*What you will do*:
Lines with "which": please show every one of them from the listing below.

═════ Source records ═════

PR #1956, opened 2022-12-18
Fix none platform domain name - unable to resolve redhat.com

bkopilov:
In current deployment nslookup to redhat.com will fail.
Change the network domain base on cluster name.
The network domain should not be redhat.com because we will not be able to pull images from libvirt nodes.

when we set domain name to redhat.com, dns resolving wont work  for the domain and libvirt nodes will not be able to pull the images due to resolving issue.


bkopilov:
@lalon4 , @osherdp 

once we fix it , all nodes will be discovered by the service but we still have an issue due to the loadbalancer we call to.

osherdp:
Change look good. Just two things:
* fix non -> none in commit and PR title
* fix merge-conflicts. seems like there's a recent change that just got in and conflicts with this commit

osherdp:
next time, please do ``git rebase master`` instead of using ``git merge`` to not create merge commits
for now it's fine
/ok-to-test

bkopilov:
> next time, please do `git rebase master` instead of using `git merge` to not create merge commits for now it's fine /ok-to-test

ack ok .

osherdp (approved):

PR #1958, opened 2022-12-19
MGMT-12440: Configure IPIP tunnel with heterogeneous setup

adriengentil:
Setup an IPIP tunnel between both devices.

Requires https://github.com/openshift/assisted-test-infra/pull/1949


adriengentil:
/override ci/prow/e2e-metal-assisted-day2-arm-workers
it did not fail :see_no_evil: (configuring the machine was ok)

osherdp (approved):

PR #1963, opened 2022-12-21
Allow overriding pytest flags

osherdp:
Back in https://github.com/openshift/assisted-test-infra/pull/1824 we prevented tests marked with skip to just be skipped (currently they are marked as failures).

The reason we did it is to prevent a situation where the list of openshift versions come off empty and the tests are considered skipped (and passing vacuously).

This enables emptying all pytest ``PYTEST_FLAGS`` to disable this kind of behavior.

/cc @lalon4 @eliorerz


osherdp:
/hold
to make sure it works

osherdp:
/hold
waiting for ack from qe

bkopilov:
Hi ,  
Tested this code, 
When the param is export PYTEST_FLAGS=""   the test fails... and not skipped
When the param is set to export PYTEST_FLAGS=" " , test skipped as expected

Benny

osherdp:
> Hi , Tested this code, When the param is export PYTEST_FLAGS="" the test fails... and not skipped When the param is set to export PYTEST_FLAGS=" " , test skipped as expected
> 
> Benny

ack. thank you!
/unhold

PR #1966, opened 2022-12-22
MGMT-12441: Install libvirtd on the ARM machine

adriengentil:
Install libvirtd and configure a throwable SSH key pair between both of
the machines, so the primary machine can control libvirtd on the ARM 
machine through SSH, e.g.:
```
virsh -c "qemu+ssh://secondary-host/system"
```


adriengentil:
/override e2e-metal-assisted-day2-arm-workers
as usual, the test failed but it's expected

osherdp (approved):

PR #1973, opened 2022-12-27
Cannot remove container as it is running issue

bkopilov:
Test failed when trying to remove proxy container squid Error message refers to running or paused containers cannot be removed The code stop && rm the podman but it might be that stop code not really blocked and waiting before we call remove.

Added sleep between stop to remove.

### DIFF
--- a/src/assisted_test_infra/test_infra/utils/utils.py
+++ b/src/assisted_test_infra/test_infra/utils/utils.py
@@ -428,7 +428,7 @@ def run_container(container_name, image, flags=None, command=""):
 
 def remove_running_container(container_name):
     log.info(f"Removing Container {container_name}")
-    container_rm_cmd = f"podman-remote stop {container_name} && podman-remote rm {container_name}"
+    container_rm_cmd = f"podman-remote rm --force {container_name}"
     run_command(container_rm_cmd, shell=True)
 
 


bkopilov:
@lalon4 , @osherdp 
We hit on error while trying to remove proxy container.

failed on teardown with "RuntimeError: command: podman-remote stop squid_https && podman-remote rm squid_https exited with an error: Error: cannot remove container ee03465cc2fcc81b85071ceff313fea5bace999d2982e1a4e4b82e3372bd08d8 as it is running - running or paused containers cannot be removed without force: container state improper code: 2"


Adding 5 seconds to stop action before trying to remove it, it might be that stop action not completly blocked before trying to remove.

Benny

src/assisted_test_infra/test_infra/utils/utils.py
```diff
@@ -428,7 +428,7 @@ def run_container(container_name, image, flags=None, command=""):
 
 def remove_running_container(container_name):
     log.info(f"Removing Container {container_name}")
-    container_rm_cmd = f"podman-remote stop {container_name} && podman-remote rm {container_name}"
+    container_rm_cmd = f"podman-remote stop {container_name} && sleep 5 && podman-remote rm {container_name}"
```
osherdp, line 431: this should ignore the running condition of a container and just do the two actions in one go:
```suggestion
    container_rm_cmd = f"podman-remote rm --force {container_name}"
```

osherdp: In general ``sleep``s still doesn't guarantee stability, so it should be avoided

osherdp (changes requested):

src/assisted_test_infra/test_infra/utils/utils.py
bkopilov: ack , ok . how can we wait for stop action to be completed before move to remove ?  anyway i am chainging as you suggested.

osherdp: Reading the documentation I think it should do so, not sure why not:
```
$ podman-remote stop --help
Stop one or more containers

Description:
  Stops one or more running containers.  The container name or ID can be used.

  A timeout to forcibly stop the container can also be set but defaults to 10 seconds otherwise.
```

In principle there's the ``podman-remote wait`` command that can wait for a specific condition

bkopilov: ack , so we know that 10 seconds its not enough base on the failure  and we can use force or use -t  flag for increasing timeout.
is it ok to add : f"podman-remote stop {container_name} && podman-remote rm --force {container_name}" ?

osherdp: It should work as well
Although redundant. Simply "podman rm --force" (without the stop command before) doesn't work?

bkopilov: > It should work as well Although redundant. Simply "podman rm --force" (without the stop command before) doesn't work?

Yes it should work i just tried on my setup and looks like 10 second is not enough or we blocked on something.

[root@ocp-edge82 assisted-test-infra]# podman rm --force 46d30a105f25
WARN[0010] StopSignal SIGTERM failed to stop container load_balancer in 10 seconds, resorting to SIGKILL 
46d30a105f253a26c4052fe17fa7e99a017630f0717136c4f366301816ad82e3


I see that kill terminate the container immediatly ...
podman-remote kill 0823ceb41f0e

Not sure if we force or kill, we may have leftovers or maybe i am wrong.

osherdp: so replace ``podman-remote stop`` with ``podman-remote kill``. I think ``stop`` sends sigterm instead of sigkill which is a gracefulness we don't really need in this case

src/assisted_test_infra/test_infra/utils/utils.py
```diff
@@ -428,7 +428,7 @@ def run_container(container_name, image, flags=None, command=""):
 
 def remove_running_container(container_name):
     log.info(f"Removing Container {container_name}")
-    container_rm_cmd = f"podman-remote stop {container_name} && podman-remote rm {container_name}"
+    container_rm_cmd = f"podman-remote kill {container_name}"
```
osherdp, line 431: wait, this is odd
we don't need to remove the container? (it's also in the function name and in the log, so we shouldn't do something different than that)

bkopilov: > wait, this is odd we don't need to remove the container? (it's also in the function name and in the log, so we shouldn't do something different than that)

From the trace in CI run , here is the fail point

 yield start_proxy_server
        if global_variables.test_teardown:
            log.info("--- TEARDOWN --- proxy controller")
            for server in proxy_servers:
>               server.remove()

src/tests/base_test.py:724: 

https://ci-jenkins-csb-kniqe.apps.ocp-c1.prod.psi.redhat.com/job/ocp-assisted-installer-virt-tf/5136//testReport/junit/test_proxy/TestProxy/Run_assisted_installer_Functional_API_Tests___test_http_proxy_http_proxy_params1_https_proxy_params1_OCP_35314_/

osherdp: yeah but my argument here is that this code is misleading. method says ``remove_running_container`` and we're doing another thing

regardless, the error says ``cannot remove container ... as it is running - running or paused containers cannot be removed without force`` so I think we should use the force :smile: (going back to my suggestion to just do ``podman-remote rm --force ...`` and close the dill)

bkopilov: > yeah but my argument here is that this code is misleading. method says `remove_running_container` and we're doing another thing
> 
> regardless, the error says `cannot remove container ... as it is running - running or paused containers cannot be removed without force` so I think we should use the force smile (going back to my suggestion to just do `podman-remote rm --force ...` and close the dill)
sure no problem....

osherdp:
running some flows that should use this method
/test e2e-metal-assisted-none e2e-metal-assisted-ipv6

osherdp (approved):

PR #1976, opened 2022-12-29
remove redundant xsl files and use just one

osherdp:
All those files are indentical. this change uses just one instance of those files and reference it for each case.


eliorerz (approved):
LGTM
/hold wait for tests

PR #1977, opened 2023-01-01
Fix prepare network - get platform from configuration

bkopilov:
Current code is part of cluster fixture, configuration_controller already contains that updated platform.

This fix is going to fix test_none_platform test.

We will have to change the name of tf_platform name to common name that will be supported by other controllers , different patch

### DIFF
--- a/src/tests/base_test.py
+++ b/src/tests/base_test.py
@@ -294,7 +294,7 @@ class BaseTest:
 
     @classmethod
     def _prepare_nodes_network(cls, prepared_nodes: Nodes, controller_configuration: BaseNodesConfig) -> Nodes:
-        if global_variables.platform not in (consts.Platforms.BARE_METAL, consts.Platforms.NONE):
+        if controller_configuration.tf_platform not in (consts.Platforms.BARE_METAL, consts.Platforms.NONE):
             yield prepared_nodes
             return
 


bkopilov:
@osherdp , @lalon4 , @eliorerz

bkopilov:
More details about the issue :
in none platform terrafrom we have nat and route modes for non platform with condition.
mode = length(var.machine_cidr_addresses) == 1 && replace(var.machine_cidr_addresses[0], ":", "") != var.machine_cidr_addresses[0] ? "nat" : "route"


In case we hit on route we need nat by hypervisor which is added in current fixed code ,  in case we have nat mode , we will have to address another issue with routing between two differen network in cluster due to iptables rules.
libvirt on nat mode create isolatated network for the node and ping from node with network x to node with network y does not work ( different story - related to icmp-port-unreachable rules added by libvirt)

Current code was taking the param from DefaultVariables which is global directly but at the point we call to the code the global already use none as default. the cluster_configuration already contains the updated valude from tf_platofrm and can be used .

In the tescase we do use parameterized fixture. 
@pytest.mark.parametrize("platform", [consts.Platforms.NONE])

Benny

osherdp (approved):

PR #1980, opened 2023-01-09
Allow injecting additional files in BIP test

vrutkovs:
This would allow us to include promtail config to send bootstrap logs to Loki


src/assisted_test_infra/test_infra/helper_classes/config/base_cluster_config.py
```diff
@@ -10,7 +10,7 @@
 
 
 @dataclass
-class BaseClusterConfig(BaseEntityConfig, ABC):
+class wwBaseClusterConfig(BaseEntityConfig, ABC):
```
osherdp, line 13: a mistype of some sort?

src/tests/test_bootstrap_in_place.py
```diff
@@ -279,6 +279,19 @@ def waiting_for_installation_completion(
             if not skip_logs:
                 self.log_collection(master_ip)
 
+    def inject_bootstrap(self, ignition_filename: string, butane_config: string):
```
osherdp, line 282: afaik it needs to be:
```suggestion
    def inject_bootstrap(self, ignition_filename: str, butane_config: str):
```

src/tests/test_bootstrap_in_place.py
```diff
@@ -289,10 +302,14 @@ def prepare_installation(self, controller_configuration: BaseNodesConfig, cluste
         extract_installer(openshift_release_image, BUILD_DIR)
         self.installer_generate(openshift_release_image)
 
+        ignition_filename = "bootstrap-in-place-for-live-iso.ign"
+        if cluster_configuration.bip_butane_config:
```
osherdp, line 306: can you show an example of such config?

osherdp (changes requested):

src/tests/test_bootstrap_in_place.py
```diff
@@ -279,6 +279,19 @@ def waiting_for_installation_completion(
             if not skip_logs:
                 self.log_collection(master_ip)
 
+    def inject_bootstrap(self, ignition_filename: string, butane_config: string):
+        expected_ignition_name = "bootstrap_initial.ign"
+        shutil.move(ignition_filename, expected_ignition_name)
+        flags = shlex.split(f"--rm -v {os.getcwd()}:/data -w /data")
+        # retry to avoid occassional quay hiccups
+        self.retrying_run_container(
```
eranco74, line 287: This will merge the butane_config into the existing content of ignition_filename?
Seems to me that it will override it no?

src/assisted_test_infra/test_infra/helper_classes/config/base_cluster_config.py
vrutkovs: oops, sorry, fixed

osherdp (approved):

PR #1987, opened 2023-01-13
Update inject_bootstrap

vrutkovs:
Operate on files in IBIP_DIR


Makefile
```diff
@@ -107,6 +107,10 @@ ifeq ($(ENABLE_KUBE_API),true)
 	SERVICE_REPLICAS_COUNT=1
 	AUTH_TYPE=local
 endif
+ifdef BIP_BUTANE_CONFIG
+	BOOTSTRAP_INJECT_DIR=$(ROOT_DIR)/sno-bootstrap-manifests/
```
osherdp, line 111: is it "git ignored"?
if not, can we put it under a directory that is git ignored?

Makefile
```diff
@@ -107,6 +107,10 @@ ifeq ($(ENABLE_KUBE_API),true)
 	SERVICE_REPLICAS_COUNT=1
 	AUTH_TYPE=local
 endif
+ifdef BIP_BUTANE_CONFIG
```
osherdp, line 110: Something I just realized, it's missing in the documentation for env-vars
Can you add it in an appropriate place? (I think in https://github.com/openshift/assisted-test-infra/blob/009de89225024572fe99174beded1ff058fb0540/README.md#L127)

osherdp (changes requested):

Makefile
vrutkovs: Good idea, updated

Makefile
vrutkovs: Fixed

osherdp (approved):

osherdp:
still broken

PR #1988, opened 2023-01-15
Setting minikube registry addon to use images from quay.io

osherdp:
In local environments, we sometimes hit the rate-limitter of docker hub when doing a lot of ``make destroy run``. This is because the registry addon of minikube relies on images that are not in ghcr.io but from docker-hub.

This change uses images from quay.io for the registry, as a simple fix.


omertuc:
Should we also improve [this](https://github.com/openshift/assisted-service/blob/f08585e6ecc7867da5a3ebd6d2e9bef325f53946/docs/dev/running-test.md?plain=1#L36) document?

PR #1999, opened 2023-01-17
MGMT-13341: Use assisted service client wheel

adriengentil:
Currently, the sdist version fails to install because of an update of
setuptools: https://github.com/pypa/setuptools/issues/3772.

The wheel is not affected by this change.

Depending on the outcome of the setuptools ticket, we may have to
follow-up to provide a valid version scheme for the sdist package (or
just remove it?).


osherdp (approved):

adriengentil:
/override ci/prow/e2e-metal-assisted-kube-api-late-binding-single-node ci/prow/e2e-metal-assisted-kube-api-net-suite ci/prow/e2e-metal-single-node-live-iso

═════

*Finished task*:
osherdp: so replace ``podman-remote stop`` with ``podman-remote kill``. I think ``stop`` sends sigterm instead of sigkill which is a gracefulness we don't really need in this case
In case we hit on route we need nat by hypervisor which is added in current fixed code ,  in case we have nat mode , we will have to address another issue with routing between two differen network in cluster due to iptables rules.
Current code was taking the param from DefaultVariables which is global directly but at the point we call to the code the global already use none as default. the cluster_configuration already contains the updated valude from tf_platofrm and can be used .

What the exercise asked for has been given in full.